**RECORDS SUPPLIED:**
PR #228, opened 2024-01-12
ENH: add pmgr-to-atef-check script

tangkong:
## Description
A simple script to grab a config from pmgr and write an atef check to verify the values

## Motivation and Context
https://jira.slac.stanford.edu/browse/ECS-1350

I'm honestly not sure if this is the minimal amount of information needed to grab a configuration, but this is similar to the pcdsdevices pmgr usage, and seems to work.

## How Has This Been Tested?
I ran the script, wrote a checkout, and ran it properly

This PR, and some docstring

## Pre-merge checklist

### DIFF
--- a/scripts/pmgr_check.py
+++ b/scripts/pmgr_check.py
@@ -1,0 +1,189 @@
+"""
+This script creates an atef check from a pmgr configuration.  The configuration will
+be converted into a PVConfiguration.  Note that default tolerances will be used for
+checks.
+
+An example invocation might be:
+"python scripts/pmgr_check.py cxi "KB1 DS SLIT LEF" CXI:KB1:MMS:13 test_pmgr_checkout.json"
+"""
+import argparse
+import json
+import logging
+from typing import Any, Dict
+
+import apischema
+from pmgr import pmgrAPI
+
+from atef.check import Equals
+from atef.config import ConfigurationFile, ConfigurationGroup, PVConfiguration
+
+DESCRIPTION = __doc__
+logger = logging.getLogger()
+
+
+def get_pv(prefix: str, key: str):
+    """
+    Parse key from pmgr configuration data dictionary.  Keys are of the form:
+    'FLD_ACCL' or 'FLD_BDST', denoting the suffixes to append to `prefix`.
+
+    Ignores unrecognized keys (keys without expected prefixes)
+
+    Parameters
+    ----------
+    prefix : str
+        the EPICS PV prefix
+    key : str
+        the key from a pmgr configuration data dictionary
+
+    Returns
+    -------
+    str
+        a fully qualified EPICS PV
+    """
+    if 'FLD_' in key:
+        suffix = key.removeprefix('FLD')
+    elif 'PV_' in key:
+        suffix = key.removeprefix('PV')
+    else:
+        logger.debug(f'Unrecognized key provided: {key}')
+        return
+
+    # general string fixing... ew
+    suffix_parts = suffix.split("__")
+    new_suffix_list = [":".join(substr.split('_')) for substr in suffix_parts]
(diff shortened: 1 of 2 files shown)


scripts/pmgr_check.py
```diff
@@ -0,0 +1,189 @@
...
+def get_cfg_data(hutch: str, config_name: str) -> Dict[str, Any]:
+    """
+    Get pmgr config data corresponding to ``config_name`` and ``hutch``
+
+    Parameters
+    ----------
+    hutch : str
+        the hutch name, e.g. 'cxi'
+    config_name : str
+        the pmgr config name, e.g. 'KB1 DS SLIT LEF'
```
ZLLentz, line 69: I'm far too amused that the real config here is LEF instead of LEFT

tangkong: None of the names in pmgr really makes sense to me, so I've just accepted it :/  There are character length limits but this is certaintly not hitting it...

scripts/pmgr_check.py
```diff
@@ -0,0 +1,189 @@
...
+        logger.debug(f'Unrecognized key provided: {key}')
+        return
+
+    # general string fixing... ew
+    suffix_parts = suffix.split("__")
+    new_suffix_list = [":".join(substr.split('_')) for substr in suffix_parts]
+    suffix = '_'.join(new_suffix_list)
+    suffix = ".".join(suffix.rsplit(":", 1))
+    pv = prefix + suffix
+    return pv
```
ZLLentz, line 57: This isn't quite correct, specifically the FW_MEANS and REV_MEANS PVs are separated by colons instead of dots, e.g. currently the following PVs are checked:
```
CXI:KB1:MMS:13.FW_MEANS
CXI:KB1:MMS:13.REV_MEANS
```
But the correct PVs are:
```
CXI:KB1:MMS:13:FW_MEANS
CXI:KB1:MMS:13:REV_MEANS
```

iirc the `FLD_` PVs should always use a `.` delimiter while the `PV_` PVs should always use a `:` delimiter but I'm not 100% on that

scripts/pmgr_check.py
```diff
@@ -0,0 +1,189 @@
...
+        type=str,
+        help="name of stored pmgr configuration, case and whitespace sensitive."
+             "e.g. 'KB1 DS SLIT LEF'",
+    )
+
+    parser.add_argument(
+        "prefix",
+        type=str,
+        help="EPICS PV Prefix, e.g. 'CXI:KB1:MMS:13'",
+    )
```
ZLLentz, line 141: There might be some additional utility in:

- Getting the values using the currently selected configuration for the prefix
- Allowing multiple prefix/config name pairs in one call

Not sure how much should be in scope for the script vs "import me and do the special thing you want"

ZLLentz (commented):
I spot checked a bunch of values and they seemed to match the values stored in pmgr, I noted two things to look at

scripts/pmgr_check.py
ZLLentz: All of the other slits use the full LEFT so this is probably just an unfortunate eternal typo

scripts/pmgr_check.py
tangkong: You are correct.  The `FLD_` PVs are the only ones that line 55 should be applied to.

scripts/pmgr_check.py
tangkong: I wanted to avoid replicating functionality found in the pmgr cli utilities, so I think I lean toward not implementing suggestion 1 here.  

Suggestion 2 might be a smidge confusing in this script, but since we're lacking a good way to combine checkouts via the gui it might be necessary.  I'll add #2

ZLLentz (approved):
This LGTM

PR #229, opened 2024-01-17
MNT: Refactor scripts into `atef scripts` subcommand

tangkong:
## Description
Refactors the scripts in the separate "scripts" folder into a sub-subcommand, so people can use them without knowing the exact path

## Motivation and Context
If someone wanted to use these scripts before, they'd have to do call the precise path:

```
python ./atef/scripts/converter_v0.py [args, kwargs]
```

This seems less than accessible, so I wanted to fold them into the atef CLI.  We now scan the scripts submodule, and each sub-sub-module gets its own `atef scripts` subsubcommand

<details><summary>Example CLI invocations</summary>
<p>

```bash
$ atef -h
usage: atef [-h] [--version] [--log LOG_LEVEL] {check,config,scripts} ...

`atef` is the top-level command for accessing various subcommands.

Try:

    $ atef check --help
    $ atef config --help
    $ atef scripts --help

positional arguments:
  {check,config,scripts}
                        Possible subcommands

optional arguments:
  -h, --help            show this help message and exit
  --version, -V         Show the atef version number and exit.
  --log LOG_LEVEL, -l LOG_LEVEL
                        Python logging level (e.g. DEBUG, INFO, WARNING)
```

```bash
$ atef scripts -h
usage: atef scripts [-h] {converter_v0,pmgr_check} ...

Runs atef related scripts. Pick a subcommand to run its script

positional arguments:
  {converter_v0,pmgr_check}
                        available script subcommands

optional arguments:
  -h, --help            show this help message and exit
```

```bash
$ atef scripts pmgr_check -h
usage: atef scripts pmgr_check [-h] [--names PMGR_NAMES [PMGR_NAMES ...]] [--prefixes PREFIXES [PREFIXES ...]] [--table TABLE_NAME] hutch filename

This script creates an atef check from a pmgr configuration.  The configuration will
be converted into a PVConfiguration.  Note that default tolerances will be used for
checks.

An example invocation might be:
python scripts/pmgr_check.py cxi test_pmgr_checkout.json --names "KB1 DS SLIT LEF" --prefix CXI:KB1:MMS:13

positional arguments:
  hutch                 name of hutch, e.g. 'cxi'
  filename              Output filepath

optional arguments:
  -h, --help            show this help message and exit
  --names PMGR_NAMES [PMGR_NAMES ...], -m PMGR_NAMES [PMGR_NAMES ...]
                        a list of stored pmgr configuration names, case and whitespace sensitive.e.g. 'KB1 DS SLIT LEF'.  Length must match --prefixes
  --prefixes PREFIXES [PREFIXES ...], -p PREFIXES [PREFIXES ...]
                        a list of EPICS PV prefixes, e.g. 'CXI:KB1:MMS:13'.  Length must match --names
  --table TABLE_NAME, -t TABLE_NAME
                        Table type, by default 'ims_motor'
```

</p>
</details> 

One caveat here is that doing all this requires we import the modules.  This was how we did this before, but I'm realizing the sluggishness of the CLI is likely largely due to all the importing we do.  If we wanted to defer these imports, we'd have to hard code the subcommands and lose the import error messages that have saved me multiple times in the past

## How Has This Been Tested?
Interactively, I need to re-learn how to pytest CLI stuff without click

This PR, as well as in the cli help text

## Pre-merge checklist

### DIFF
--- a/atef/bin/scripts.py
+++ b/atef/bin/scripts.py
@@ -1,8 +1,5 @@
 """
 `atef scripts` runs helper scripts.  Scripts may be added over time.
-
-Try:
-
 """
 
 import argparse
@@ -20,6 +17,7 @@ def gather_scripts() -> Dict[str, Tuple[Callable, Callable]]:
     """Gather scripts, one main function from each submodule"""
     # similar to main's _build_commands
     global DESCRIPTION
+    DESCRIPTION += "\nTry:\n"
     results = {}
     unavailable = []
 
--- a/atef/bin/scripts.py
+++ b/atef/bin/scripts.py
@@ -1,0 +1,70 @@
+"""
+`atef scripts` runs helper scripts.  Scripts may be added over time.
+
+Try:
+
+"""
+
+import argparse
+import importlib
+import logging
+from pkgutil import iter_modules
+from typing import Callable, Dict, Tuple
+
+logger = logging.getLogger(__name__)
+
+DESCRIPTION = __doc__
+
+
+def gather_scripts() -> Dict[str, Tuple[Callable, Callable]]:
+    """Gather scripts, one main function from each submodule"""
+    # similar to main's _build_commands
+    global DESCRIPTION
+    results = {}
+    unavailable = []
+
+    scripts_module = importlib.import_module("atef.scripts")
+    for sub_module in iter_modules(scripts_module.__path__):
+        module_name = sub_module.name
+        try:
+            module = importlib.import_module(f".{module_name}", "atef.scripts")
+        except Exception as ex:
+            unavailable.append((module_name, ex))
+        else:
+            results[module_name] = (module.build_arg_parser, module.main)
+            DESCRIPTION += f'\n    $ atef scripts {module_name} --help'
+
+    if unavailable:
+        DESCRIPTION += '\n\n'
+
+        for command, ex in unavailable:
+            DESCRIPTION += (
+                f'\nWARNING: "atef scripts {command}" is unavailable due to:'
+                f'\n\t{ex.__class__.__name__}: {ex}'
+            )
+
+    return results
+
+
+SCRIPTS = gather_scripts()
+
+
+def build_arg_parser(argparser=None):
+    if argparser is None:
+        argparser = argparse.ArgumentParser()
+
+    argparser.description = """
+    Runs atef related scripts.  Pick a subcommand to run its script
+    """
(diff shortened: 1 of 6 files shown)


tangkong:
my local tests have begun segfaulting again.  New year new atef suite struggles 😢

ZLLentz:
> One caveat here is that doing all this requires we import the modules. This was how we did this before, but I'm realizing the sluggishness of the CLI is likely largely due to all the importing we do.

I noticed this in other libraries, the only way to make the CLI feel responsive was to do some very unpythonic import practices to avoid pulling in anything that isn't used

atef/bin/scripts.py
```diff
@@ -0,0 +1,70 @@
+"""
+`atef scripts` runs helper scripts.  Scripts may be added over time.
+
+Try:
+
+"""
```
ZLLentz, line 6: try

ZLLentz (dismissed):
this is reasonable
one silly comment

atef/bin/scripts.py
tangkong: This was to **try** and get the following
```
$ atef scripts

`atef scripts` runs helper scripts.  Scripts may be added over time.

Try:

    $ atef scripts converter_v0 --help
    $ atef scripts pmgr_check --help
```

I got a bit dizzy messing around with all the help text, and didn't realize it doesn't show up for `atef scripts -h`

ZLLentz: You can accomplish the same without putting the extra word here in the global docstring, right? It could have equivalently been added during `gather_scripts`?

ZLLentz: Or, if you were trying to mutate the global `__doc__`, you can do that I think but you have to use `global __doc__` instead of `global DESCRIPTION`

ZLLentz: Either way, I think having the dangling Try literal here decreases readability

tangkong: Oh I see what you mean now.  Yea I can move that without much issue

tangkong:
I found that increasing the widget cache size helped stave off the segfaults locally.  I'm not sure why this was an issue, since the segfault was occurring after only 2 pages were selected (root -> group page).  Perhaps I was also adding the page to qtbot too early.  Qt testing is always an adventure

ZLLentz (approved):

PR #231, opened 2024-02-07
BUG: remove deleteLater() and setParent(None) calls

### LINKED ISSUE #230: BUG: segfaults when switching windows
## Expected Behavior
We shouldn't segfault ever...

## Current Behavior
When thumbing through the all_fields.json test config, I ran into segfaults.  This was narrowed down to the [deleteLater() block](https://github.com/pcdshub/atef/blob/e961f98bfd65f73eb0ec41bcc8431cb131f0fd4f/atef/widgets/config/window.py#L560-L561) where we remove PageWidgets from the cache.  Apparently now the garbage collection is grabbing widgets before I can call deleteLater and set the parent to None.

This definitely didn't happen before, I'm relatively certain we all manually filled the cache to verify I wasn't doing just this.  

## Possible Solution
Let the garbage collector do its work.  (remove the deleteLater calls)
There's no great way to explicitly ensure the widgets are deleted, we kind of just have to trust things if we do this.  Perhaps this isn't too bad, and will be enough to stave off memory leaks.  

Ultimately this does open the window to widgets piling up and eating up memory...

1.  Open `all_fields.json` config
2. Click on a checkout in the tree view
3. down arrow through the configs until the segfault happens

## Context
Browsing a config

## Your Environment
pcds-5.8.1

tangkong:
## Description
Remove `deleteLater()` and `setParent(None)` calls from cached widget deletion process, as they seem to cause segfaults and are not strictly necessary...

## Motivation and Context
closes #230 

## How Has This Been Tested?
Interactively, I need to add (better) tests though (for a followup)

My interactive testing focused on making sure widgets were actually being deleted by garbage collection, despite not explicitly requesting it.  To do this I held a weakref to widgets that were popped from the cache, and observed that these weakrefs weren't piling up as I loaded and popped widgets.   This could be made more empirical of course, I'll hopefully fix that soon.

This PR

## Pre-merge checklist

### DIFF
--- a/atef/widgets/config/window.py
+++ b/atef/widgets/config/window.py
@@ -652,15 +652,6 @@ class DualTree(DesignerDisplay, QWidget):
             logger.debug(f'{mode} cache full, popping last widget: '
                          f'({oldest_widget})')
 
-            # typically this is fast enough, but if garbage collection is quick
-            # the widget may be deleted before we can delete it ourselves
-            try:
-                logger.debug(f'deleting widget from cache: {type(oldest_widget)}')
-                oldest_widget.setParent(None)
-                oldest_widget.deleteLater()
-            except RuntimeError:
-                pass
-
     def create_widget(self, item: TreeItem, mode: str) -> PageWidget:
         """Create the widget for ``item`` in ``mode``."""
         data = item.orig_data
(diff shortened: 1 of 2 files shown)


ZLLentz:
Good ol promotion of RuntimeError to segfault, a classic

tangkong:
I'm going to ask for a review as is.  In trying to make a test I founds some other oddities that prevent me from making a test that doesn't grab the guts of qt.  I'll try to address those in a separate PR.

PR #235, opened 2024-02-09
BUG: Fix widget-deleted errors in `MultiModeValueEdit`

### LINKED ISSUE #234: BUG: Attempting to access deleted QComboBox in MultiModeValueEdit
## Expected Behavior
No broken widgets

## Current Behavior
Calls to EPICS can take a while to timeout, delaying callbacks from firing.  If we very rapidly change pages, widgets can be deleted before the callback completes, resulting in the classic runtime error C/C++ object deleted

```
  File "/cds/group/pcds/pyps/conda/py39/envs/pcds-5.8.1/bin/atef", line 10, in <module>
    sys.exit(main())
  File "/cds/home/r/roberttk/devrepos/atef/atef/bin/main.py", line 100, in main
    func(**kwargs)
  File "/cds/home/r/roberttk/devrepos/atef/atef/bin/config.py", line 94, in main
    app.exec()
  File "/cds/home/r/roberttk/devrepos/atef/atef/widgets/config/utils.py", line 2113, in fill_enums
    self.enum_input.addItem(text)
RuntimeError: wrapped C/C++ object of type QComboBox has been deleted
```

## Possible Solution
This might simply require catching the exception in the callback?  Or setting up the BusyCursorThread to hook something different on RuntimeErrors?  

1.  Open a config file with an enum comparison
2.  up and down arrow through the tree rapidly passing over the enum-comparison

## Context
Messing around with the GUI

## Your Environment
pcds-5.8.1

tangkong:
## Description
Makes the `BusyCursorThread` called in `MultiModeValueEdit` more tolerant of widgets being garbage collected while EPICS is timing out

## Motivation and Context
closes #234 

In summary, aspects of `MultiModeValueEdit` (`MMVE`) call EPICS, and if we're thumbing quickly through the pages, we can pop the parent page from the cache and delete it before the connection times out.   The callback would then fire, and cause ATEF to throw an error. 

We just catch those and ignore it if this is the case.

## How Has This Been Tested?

**TASK BRIEF:** Beginning with the line holding "ZLLentz, line 57: This" and ending with the line holding "MNT: Refactor scripts", write out the stretch of material above exactly; add no further lines.

**TASK ANSWER:**
ZLLentz, line 57: This isn't quite correct, specifically the FW_MEANS and REV_MEANS PVs are separated by colons instead of dots, e.g. currently the following PVs are checked:
```
CXI:KB1:MMS:13.FW_MEANS
CXI:KB1:MMS:13.REV_MEANS
```
But the correct PVs are:
```
CXI:KB1:MMS:13:FW_MEANS
CXI:KB1:MMS:13:REV_MEANS
```

iirc the `FLD_` PVs should always use a `.` delimiter while the `PV_` PVs should always use a `:` delimiter but I'm not 100% on that

scripts/pmgr_check.py
```diff
@@ -0,0 +1,189 @@
...
+        type=str,
+        help="name of stored pmgr configuration, case and whitespace sensitive."
+             "e.g. 'KB1 DS SLIT LEF'",
+    )
+
+    parser.add_argument(
+        "prefix",
+        type=str,
+        help="EPICS PV Prefix, e.g. 'CXI:KB1:MMS:13'",
+    )
```
ZLLentz, line 141: There might be some additional utility in:

- Getting the values using the currently selected configuration for the prefix
- Allowing multiple prefix/config name pairs in one call

Not sure how much should be in scope for the script vs "import me and do the special thing you want"

ZLLentz (commented):
I spot checked a bunch of values and they seemed to match the values stored in pmgr, I noted two things to look at

scripts/pmgr_check.py
ZLLentz: All of the other slits use the full LEFT so this is probably just an unfortunate eternal typo

scripts/pmgr_check.py
tangkong: You are correct.  The `FLD_` PVs are the only ones that line 55 should be applied to.

scripts/pmgr_check.py
tangkong: I wanted to avoid replicating functionality found in the pmgr cli utilities, so I think I lean toward not implementing suggestion 1 here.  

Suggestion 2 might be a smidge confusing in this script, but since we're lacking a good way to combine checkouts via the gui it might be necessary.  I'll add #2

ZLLentz (approved):
This LGTM

PR #229, opened 2024-01-17
MNT: Refactor scripts into `atef scripts` subcommand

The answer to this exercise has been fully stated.